So... does that mean the maintenance fees for the week donated for a veteran would be tax deductible?  The maintenance fees for a particular week donated or for the points used for that week would be expenses related to the donated week for the veteran.  Or would the only allowed deduction be a possibly needed guest certificate or housekeeping fees?  It seems fair to allow the MF.  The law is not always fair though I've found.

Also noted is that veterans get to pick their vacations from a list and there's no guarantee your week will be picked.


----------



## DeniseM (Oct 21, 2011)

No - the maintenance fee for donating one week's usage is not deductible.


----------



## Dave M (Oct 21, 2011)

Denise is correct. No charitable deduction is allowed for any of your normal expenses in connection with your timeshare ownership when donating the use of a week. It's deemed to be the donation of only a partial interest of your timeshare ownership.
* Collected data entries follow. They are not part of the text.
PR #2391, opened 2026-06-10
fix(x11): fix cursor event stealing

### LINKED ISSUE #2359: Conky halts on mouse movement, goes on when movement stops
`System: Linux Mint Cinnamon 22.3  with kernel 6.17.0-23-generic`

I have created a conky that runs 2 lua scripts. One script creates a ring, the other creates 3 graph lines. These all react on a cava data stream (on sound).

When i run the conky and i move my mouse around it freezes, when i stop moving the mouse it goes on! 
Exceptions are moving over Telegram and the conky windows itself,, that seems to have no effect. All other windows or desktop it freezes the conky.
I searched in the code, but have no clue what happens here!?? I don't know if this is a bug or not.
Maybe one of you guys can see what happens here or test if the same happens on your system?

Conky version 1.22.4-pre-ea256ffd and 1.19.8 have the same result

Short clip
https://www.cobrasoft.nl/pics/conky-stops-on-mousemove.mp4

Download example
https://www.cobrasoft.nl/download/conky/spectrum-bass/spectrum-bass-v1.1.tar.gz

### LINKED ISSUE #2386: [Bug]: 1.24.0 disables root window right click in Openbox

Caellian:
This is a replacement PR for #2387, which aims to fix issues mentioned in #2386.

# Checklist
- [x] No longer stealing desktop events from the WM
- [x] Accepting and propagating event corretly
  - [x] Passthrough works
  - [x] Lua reporting works.
- [x] Verified with/without `BUILD_MOUSE_EVENTS` on OpenBox
- [x] Verified on another WM (FluxBox)

## LLM Use

LLMs were used for quick sanity checks like, docs/C++ quirks lookups, collaborative guesses what X11 fields mean :smile:, and lastly to verify I didn't swap types/fields somewhere in the `x11-event.cc` file.

I tried using Opus 4.8 and Fable 5 them for analysis of the problem but I'd have to over-specify the problem to get them to produce correct results, so that didn't pan out. All code is written by hand I think.


Caellian:
As of 4th commit, this addresses same concerns as #2387 did.

There's several other related regressions I want to address as well though that were introduced by me removing basic X11 event handling too eagerly (we still relied on some of those even with XI2 enabled). So what's left is just adding XI2 cookie parsing for Enter, Leave and Scroll events.

Tried Antrophic Fable on this just for fun. Identical cluelessness as Opus.

Caellian:
@brndnmtthws ready for review.

Summary is: #2294 broke stuff by removing `(!own)`, then in #2376 I made things weirder by trying to patch over it. #2337 moved to XI2 without checking all old events are still handled by XI2.

- [refactor(mouse-events): cleanup event handling](https://github.com/brndnmtthws/conky/pull/2391/changes/a72464cd109e4142d1977c1174d521fa4714e7a0) 
  - I added `x11-event.cc/h` which is mostly just conversion from runtime `XEvent.type` to discrete event types. It's large, but it's just mappings. I asked Claude Opus to verify mappings are correct here on two separate occasions so they _should_ be.
  - Point of this was to split out that one large mouse event handler into smaller ones so they're easier to reason about.
  - This one closes gaps left behind by #2337.
- [fix(mouse-events): avoid stealing root events if it can be avoided](https://github.com/brndnmtthws/conky/pull/2391/changes/a26e94ac62a5e3bbc40cd1ac9fd942fe3cf971f2)
  - Makes root event capture depend on whether mouse event hook was registered; makes any future breakage affect fewer people
- [fix(mouse-events): fix event edge cases](https://github.com/brndnmtthws/conky/pull/2391/changes/2cb72afb18152619cdf4fb8e1e6bb4d4a93728b6)
  - From what I can tell/recall, these edge cases were never covered and likely caused some bugs.

brndnmtthws (approved):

However, here is an example of a deduction that would be allowed: If you purchase an I.I. Getaway week and donate the getaway to charity, which would be allowed by I.I., the costs of the Getaway and the Guest Certificate are both normally deductible as charitable donations. Why? Because you are donating your entire ownership interest in what you purchased. 

I said "normally" deductible because there are some exceptions. An example would be where you purchased a Getaway and, before you could use it, a hurricane destroyed the resort, making your Getaway worthless. If you donate the worthless week, your allowable deduction would be zero (the lesser of your cost or the value of the week).


----------



## jimf41 (Oct 22, 2011)

I have very strong personal feelings about accountants, CPA's, Tax auditors and the US tax code. I will not reveal them on this board. 

I can announce that I am praying for rain in Sun City and Northern CA for the next two years.

 :rofl: :hysterical:


----------



## Cheryl20772 (Oct 22, 2011)

jimf41 said:


> I have very strong personal feelings about accountants, CPA's, Tax auditors and the US tax code. I will not reveal them on this board.
> 
> I can announce that I am praying for rain in Sun City and Northern CA for the next two years.
> 
> :rofl: :hysterical:


Okay, Jim.  I may have missed the context of your message.

Thanks to the others for their input.  Guess a donation doesn't have the same value as a rental in recouping costs.  Actually what the law does is say the donation has zero value, if I can't recoup what it actually costs me to use the same week.


----------



## jimf41 (Oct 22, 2011)

Cheryl,
It's well after midnight here in NY and that was a little humor gone awry. But all those guys I mentioned are the ones that somehow figured out that if I lose money on a stock I still have to pay tax on the dividends. I don't understand not getting a charitable deduction for donating something tho charity either.

Woe is us. We don't make the rules, we just have to play by them.


----------



## Dave M (Oct 22, 2011)

Jim -

Here is the general theory that the Congressional Committee reports show that Congress had in mind in enacting the law that prohibits a deduction for the charitable donation of (among other things) a week's use of your timeshare.

If you give cash to a charity, you are spending money that you could have otherwise spent on yourself. Obviously, a deduction is allowed for that cash donation. However, at the other end of the spectrum, if you donate a weekend at your vacation home (not a timeshare) rather than using it yourself or letting friends use it, you normally don't incur extra costs for that donation. Thus, Congress enacted a law that prohibits such deductions - for the donation of a partial interest in property. 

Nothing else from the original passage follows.